Nel 2004, con l'entrata in vigore del cosidetto "Codice dei beni culturali e del paesaggio" (Decreto Legge 22 gennaio 2004 n. 42), venne posto il problema se i Parchi ed i Viali della Rimembranza, classificati come Monumenti Pubblici, dovessero o meno ricadere nella disciplina riguardante i "Beni Culturali". A risolvere la questione fu l'Ufficio Legislativo del Ministero per i Beni Culturali che, con Determinazione n. 14365 del 1 Agosto 2008, stabilì che i Parchi ed i Viali della Rimembranza, oltre ad essere classificati come "monumenti costituenti vestigia della Prima guerra mondiale" (ricadendo così nelle tutele previste dall'art. 50 comma 2 del Codice dei Beni Culturali), devono essere anche considerati come "beni culturali" e "beni paesaggistici" ai sensi dell'art. 10 del medesimo Codice.
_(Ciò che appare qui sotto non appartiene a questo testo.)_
PR #778, opened 2025-01-04
Add UI functionality to reset inputs

proy30:
Adds reset buttons to clear inputs - both section-specific (distribution, lattice, etc.) and a global reset for all dashboard inputs.

In addition, defaults.py is updated.


ax3l (approved):
Nice, very good!

PR #780, opened 2025-01-06
Condense repetitive dashboard code

proy30:
Currently, the dashboard contains many repeated logic, especially for UI components. This PR condenses some of the logic so that future input implementations can be easily placed.

Functionality for the dashboard remains the same.


src/python/impactx/dashboard/Input/csrConfiguration/csrMain.py
```diff
@@ -1,5 +1,6 @@
 from trame.widgets import vuetify
 
+from ...Input.trameFunctions import TrameFunctions
```
proy30: The class holding key input vuetify components (text fields, select boxes, routes, dialog tabs) is named TrameFunctions. I think a class rename is needed, maybe DashboardComponents?

proy30:
A larger, but necessary dashboard PR. There's still more logic to refine and optimize, but this is a solid starting point.

ax3l (approved):
LGTM, thank you!

PR #786, opened 2025-01-07
Python: Mixin Elements Submodule

ax3l:
Move the mixin elements (non-physical, mostly helper methods and attributes) to `impactx.elements.mixin` to avoid that they are listed by default and, e.g., picked up in the GUI as physical elements.

### DIFF
--- a/src/python/elements.cpp
+++ b/src/python/elements.cpp
@@ -135,14 +135,19 @@ namespace
 
 void init_elements(py::module& m)
 {
-    py::module_ const me = m.def_submodule(
+    py::module_ me = m.def_submodule(
         "elements",
         "Accelerator lattice elements in ImpactX"
     );
 
     // mixin classes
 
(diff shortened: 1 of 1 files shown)


src/python/elements.cpp
```diff
@@ -135,14 +135,19 @@ namespace
...
 
     // mixin classes
 
-    py::class_<elements::Named>(me, "Named")
+    py::module_ const mx = me.def_submodule(
+        "mixin",
+        "Mixin classes for accelerator lattice elements in ImpactX"
+    );
+
+    py::class_<elements::Named>(mx, "Named")
```
ax3l, line 150: @proy30 just FYI: the mixin classes (`Named`, `Thick`, `Thin`, `Alignment`) should not be selectable as "physical elements" in the accelerator lattice by the user in the GUI. This change should do that automatically now.

proy30 (approved):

Come accennavamo in un nostro precedente articolo, molte strade ovadesi, sia del centro che della periferia, sono state caratterizzate, durante l'ultimo ventennio, da lavori di rifacimento e/o riqualificazione. Anche il Viale della Rimembranza è stato interessato da diversi lavori che gli hanno dato l'attuale aspetto.
Negli anni 2004 e 2005 sono stati pavimentati con blocchetti in cemento i marciapiedi (in precedenza solo inghiaiati), è stata rifatta l'asfaltatura del viale e delle aree laterali all'ingresso del cimitero ed è stata "risistemata" la grande aiuola circolare anch'essa antistante l'ingresso del Cimitero Urbano.
In occasione dei lavori si è accertato che molte delle targhette che erano "legate" agli alberi del viale si erano staccate e rischiavano di finire "disperse" (ed alcune erano state effettivamente perdute nei decenni precedenti). Per ovviare a questo inconveniente, tutte le targhette rimaste recanti i nomi dei caduti sono state sottoposte ad un lavoro di ripulitura e restauro. Alcune targhette disperse sono state recuperate ed altre, che erano andate perdute, sono state rifatte.
Per evitare che in futuro esse potessero venire nuovamente danneggiate e/o disperse (ed anche per evitare di arrecare danni alle alberature con metodi di applicazione non idonei) è stata presa la decisione di riunirle tutte in un unico pannello che è stato realizzato, nel 2015, a cura del "Leo Club" di Ovada ed esposto all'interno del Cimitero sulla parete interna a destra dell'ingresso.

 Pannello targhette cimitero
(Photo: F.Borsari)


Anche tra le targhette dei nostri caduti, purtroppo, dobbiamo contare un paio di quelli che furono poi denominati "I ragazzi del 99", cioè quei quasi trecentomila ragazzi, nati nel 1899, che nel 1917 (avevano appena diciott'anni) dopo la sconfitta di Caporetto, vennero mandati, ben poco addestrati, sul fronte per combattere le successive battaglie che avrebbero poi portato alla vittoria dell'anno seguente.

 Targhetta cimitero
(Photo: F.Borsari)


Ogni riferimento alla situazione attuale, che vede -dopo cento anni- un'analoga situazione sui campi di battaglia dell'ennesima guerra che si svolge in questi giorni sul territorio dell'Ucraina, è volutamente casuale.